__Records from a collection__.
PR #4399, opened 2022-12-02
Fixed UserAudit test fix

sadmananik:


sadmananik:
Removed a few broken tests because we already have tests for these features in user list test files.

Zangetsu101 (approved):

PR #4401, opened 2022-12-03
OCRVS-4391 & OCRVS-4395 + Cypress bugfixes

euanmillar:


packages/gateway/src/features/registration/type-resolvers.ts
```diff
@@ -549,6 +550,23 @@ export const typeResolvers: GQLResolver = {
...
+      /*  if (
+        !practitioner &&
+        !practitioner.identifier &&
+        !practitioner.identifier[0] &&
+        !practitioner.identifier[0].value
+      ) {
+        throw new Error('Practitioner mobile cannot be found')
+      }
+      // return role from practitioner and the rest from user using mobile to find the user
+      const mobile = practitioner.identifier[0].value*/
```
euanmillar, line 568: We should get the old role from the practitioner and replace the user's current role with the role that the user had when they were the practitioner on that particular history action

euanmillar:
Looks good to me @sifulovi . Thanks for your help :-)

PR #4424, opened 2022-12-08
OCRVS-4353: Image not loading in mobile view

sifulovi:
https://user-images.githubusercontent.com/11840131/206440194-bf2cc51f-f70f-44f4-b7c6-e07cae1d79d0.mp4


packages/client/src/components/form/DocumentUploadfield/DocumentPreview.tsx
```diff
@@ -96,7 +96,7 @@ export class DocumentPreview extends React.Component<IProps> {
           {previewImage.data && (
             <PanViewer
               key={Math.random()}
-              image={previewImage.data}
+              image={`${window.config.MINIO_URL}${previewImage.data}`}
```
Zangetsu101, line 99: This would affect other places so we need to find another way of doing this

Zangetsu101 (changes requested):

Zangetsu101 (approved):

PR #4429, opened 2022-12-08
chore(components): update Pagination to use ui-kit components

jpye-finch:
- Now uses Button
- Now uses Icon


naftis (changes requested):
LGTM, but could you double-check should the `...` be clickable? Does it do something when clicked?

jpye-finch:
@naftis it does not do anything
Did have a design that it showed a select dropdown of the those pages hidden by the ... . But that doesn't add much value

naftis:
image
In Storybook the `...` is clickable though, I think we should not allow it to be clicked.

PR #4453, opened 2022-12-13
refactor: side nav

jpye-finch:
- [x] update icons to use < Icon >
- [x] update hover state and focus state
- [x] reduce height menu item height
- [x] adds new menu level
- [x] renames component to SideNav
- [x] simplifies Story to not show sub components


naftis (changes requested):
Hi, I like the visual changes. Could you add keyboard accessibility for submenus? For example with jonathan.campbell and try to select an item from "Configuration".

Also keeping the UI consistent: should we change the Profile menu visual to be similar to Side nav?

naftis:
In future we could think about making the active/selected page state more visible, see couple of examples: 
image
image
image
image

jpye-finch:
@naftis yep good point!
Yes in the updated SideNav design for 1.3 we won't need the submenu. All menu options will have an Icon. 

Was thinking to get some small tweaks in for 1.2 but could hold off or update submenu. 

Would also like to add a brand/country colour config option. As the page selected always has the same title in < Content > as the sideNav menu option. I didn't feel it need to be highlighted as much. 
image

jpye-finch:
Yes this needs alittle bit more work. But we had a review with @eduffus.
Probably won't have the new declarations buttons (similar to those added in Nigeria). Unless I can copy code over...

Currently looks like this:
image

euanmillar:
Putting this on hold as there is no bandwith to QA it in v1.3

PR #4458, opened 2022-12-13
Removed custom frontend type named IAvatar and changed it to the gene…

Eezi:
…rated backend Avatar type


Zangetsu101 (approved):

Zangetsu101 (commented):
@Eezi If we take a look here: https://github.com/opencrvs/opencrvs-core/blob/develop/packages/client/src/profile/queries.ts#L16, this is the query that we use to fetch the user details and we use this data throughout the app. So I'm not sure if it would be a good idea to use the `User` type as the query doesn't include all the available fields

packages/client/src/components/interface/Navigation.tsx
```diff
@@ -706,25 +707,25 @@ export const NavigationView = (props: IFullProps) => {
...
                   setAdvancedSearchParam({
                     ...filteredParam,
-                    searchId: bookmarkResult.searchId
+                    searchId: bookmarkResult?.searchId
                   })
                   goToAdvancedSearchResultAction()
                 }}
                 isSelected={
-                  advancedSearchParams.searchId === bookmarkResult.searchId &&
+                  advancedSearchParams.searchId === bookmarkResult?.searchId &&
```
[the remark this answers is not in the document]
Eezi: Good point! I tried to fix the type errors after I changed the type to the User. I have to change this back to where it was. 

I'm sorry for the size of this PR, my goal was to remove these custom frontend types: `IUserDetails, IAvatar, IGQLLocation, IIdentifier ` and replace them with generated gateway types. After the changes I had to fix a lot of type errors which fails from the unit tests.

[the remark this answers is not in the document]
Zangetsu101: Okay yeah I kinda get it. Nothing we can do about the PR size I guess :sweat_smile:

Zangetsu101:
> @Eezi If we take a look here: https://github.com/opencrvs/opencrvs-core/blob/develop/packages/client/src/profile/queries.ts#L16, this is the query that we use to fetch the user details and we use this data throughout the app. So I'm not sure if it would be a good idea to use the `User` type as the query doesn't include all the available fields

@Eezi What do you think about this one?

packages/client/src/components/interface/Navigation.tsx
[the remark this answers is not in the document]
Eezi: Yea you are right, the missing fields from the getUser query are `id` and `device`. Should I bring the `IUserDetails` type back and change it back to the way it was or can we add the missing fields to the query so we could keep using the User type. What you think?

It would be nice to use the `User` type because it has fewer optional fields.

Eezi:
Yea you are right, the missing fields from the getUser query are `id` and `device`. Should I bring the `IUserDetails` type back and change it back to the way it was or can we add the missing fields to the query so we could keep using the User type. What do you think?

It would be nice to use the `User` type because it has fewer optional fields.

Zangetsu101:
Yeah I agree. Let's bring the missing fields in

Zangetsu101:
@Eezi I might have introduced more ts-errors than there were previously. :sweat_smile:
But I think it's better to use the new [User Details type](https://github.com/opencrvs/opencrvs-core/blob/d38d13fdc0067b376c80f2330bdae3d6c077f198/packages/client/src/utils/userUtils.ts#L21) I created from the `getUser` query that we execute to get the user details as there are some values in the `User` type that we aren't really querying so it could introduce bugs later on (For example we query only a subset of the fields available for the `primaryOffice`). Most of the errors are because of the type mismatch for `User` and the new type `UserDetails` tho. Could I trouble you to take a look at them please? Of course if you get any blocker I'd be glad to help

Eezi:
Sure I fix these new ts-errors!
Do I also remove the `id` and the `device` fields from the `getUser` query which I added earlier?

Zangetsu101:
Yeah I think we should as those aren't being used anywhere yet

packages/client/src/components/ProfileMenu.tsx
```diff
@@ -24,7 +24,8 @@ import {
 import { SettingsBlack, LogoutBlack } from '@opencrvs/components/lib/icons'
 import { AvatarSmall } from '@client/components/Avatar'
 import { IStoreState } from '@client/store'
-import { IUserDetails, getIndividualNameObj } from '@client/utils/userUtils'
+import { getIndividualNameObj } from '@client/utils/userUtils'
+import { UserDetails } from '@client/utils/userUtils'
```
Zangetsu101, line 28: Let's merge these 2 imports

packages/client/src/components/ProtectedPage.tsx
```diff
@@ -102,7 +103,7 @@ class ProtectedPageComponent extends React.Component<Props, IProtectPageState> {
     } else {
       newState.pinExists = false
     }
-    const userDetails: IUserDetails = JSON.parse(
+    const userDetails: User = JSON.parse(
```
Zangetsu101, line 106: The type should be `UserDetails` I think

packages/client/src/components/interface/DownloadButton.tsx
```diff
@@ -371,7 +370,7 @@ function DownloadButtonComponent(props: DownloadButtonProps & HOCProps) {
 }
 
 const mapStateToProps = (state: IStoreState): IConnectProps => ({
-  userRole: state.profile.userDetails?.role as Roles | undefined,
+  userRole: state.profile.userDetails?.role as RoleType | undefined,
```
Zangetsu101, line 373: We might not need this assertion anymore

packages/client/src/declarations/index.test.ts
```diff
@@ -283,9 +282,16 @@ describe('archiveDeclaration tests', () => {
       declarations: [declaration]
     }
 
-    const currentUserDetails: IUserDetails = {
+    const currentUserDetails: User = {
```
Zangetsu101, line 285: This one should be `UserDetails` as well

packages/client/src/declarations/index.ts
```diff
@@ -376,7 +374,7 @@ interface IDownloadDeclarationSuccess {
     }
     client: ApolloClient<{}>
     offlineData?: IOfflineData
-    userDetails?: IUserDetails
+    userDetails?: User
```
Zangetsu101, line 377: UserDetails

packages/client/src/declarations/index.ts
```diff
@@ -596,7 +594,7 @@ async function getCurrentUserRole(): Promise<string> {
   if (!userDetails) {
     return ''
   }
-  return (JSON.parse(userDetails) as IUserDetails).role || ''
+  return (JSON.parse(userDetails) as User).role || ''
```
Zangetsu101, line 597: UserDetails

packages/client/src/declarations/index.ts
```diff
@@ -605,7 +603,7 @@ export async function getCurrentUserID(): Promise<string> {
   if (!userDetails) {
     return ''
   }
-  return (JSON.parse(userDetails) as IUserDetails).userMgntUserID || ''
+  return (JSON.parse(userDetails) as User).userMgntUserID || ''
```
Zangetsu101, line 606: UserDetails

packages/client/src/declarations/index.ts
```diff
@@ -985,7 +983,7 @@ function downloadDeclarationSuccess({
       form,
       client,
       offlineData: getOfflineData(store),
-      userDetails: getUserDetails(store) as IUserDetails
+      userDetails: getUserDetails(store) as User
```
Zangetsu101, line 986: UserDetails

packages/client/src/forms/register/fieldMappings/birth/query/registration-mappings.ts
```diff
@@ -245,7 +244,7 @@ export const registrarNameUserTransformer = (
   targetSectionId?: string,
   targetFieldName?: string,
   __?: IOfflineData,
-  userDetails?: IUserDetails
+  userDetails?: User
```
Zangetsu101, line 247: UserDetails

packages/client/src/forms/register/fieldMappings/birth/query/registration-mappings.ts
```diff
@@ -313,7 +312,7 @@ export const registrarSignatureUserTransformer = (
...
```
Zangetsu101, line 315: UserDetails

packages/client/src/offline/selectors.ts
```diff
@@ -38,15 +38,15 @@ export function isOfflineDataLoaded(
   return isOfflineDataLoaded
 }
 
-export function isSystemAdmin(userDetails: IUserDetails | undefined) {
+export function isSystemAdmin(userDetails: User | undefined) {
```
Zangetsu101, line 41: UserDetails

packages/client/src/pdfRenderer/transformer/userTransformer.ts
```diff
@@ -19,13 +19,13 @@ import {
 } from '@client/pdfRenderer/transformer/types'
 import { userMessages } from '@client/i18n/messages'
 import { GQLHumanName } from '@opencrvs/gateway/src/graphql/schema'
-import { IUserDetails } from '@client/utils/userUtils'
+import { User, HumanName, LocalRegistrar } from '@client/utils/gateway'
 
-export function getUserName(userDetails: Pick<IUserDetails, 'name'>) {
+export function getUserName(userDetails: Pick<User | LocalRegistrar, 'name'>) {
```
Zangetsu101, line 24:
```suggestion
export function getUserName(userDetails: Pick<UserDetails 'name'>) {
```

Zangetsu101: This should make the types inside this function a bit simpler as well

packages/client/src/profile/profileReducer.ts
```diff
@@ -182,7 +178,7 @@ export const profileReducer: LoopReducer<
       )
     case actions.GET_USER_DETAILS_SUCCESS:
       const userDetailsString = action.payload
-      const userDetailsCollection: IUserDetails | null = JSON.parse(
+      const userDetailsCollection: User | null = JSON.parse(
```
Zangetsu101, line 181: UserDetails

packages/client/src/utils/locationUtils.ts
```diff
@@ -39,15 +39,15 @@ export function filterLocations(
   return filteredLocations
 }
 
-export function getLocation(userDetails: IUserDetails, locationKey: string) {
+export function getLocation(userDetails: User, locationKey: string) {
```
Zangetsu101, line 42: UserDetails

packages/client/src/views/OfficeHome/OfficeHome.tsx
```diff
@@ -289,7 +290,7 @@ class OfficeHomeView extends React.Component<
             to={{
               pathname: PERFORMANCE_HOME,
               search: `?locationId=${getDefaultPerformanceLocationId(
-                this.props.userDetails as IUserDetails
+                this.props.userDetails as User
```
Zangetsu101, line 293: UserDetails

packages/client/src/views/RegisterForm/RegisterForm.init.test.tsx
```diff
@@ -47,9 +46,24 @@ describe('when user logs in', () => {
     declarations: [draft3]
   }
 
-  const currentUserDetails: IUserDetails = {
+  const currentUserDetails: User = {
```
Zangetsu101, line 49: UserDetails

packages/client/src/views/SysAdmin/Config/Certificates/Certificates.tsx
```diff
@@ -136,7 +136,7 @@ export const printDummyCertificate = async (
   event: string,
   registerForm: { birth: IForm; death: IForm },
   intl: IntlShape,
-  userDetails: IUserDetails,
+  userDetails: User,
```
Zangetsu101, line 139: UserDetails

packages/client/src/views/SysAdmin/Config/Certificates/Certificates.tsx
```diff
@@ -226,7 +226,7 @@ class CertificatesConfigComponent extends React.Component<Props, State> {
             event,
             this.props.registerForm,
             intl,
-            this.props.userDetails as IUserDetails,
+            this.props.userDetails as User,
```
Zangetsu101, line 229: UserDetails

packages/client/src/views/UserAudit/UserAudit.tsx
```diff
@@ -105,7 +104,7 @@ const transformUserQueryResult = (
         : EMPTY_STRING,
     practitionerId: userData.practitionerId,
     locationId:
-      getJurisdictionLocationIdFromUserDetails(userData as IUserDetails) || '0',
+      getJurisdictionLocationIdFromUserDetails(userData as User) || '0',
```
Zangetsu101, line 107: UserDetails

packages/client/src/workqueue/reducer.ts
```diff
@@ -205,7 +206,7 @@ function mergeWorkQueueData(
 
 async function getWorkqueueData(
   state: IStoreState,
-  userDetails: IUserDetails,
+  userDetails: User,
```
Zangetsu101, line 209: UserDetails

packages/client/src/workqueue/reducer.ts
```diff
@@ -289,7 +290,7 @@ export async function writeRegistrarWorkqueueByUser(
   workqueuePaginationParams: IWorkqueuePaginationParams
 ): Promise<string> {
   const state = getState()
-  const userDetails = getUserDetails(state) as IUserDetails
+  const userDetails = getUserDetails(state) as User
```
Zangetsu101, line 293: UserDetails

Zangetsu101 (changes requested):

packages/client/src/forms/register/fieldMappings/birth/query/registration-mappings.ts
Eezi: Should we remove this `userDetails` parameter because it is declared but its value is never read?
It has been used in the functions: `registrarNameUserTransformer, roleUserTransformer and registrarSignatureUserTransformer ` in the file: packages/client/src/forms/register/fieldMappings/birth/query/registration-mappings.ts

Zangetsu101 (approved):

__PROMPT__. Only the lines with the string "fetch" are wanted; pick them out of the records above and copy them.

__WRITTEN REPLY__.
@Eezi If we take a look here: https://github.com/opencrvs/opencrvs-core/blob/develop/packages/client/src/profile/queries.ts#L16, this is the query that we use to fetch the user details and we use this data throughout the app. So I'm not sure if it would be a good idea to use the `User` type as the query doesn't include all the available fields
> @Eezi If we take a look here: https://github.com/opencrvs/opencrvs-core/blob/develop/packages/client/src/profile/queries.ts#L16, this is the query that we use to fetch the user details and we use this data throughout the app. So I'm not sure if it would be a good idea to use the `User` type as the query doesn't include all the available fields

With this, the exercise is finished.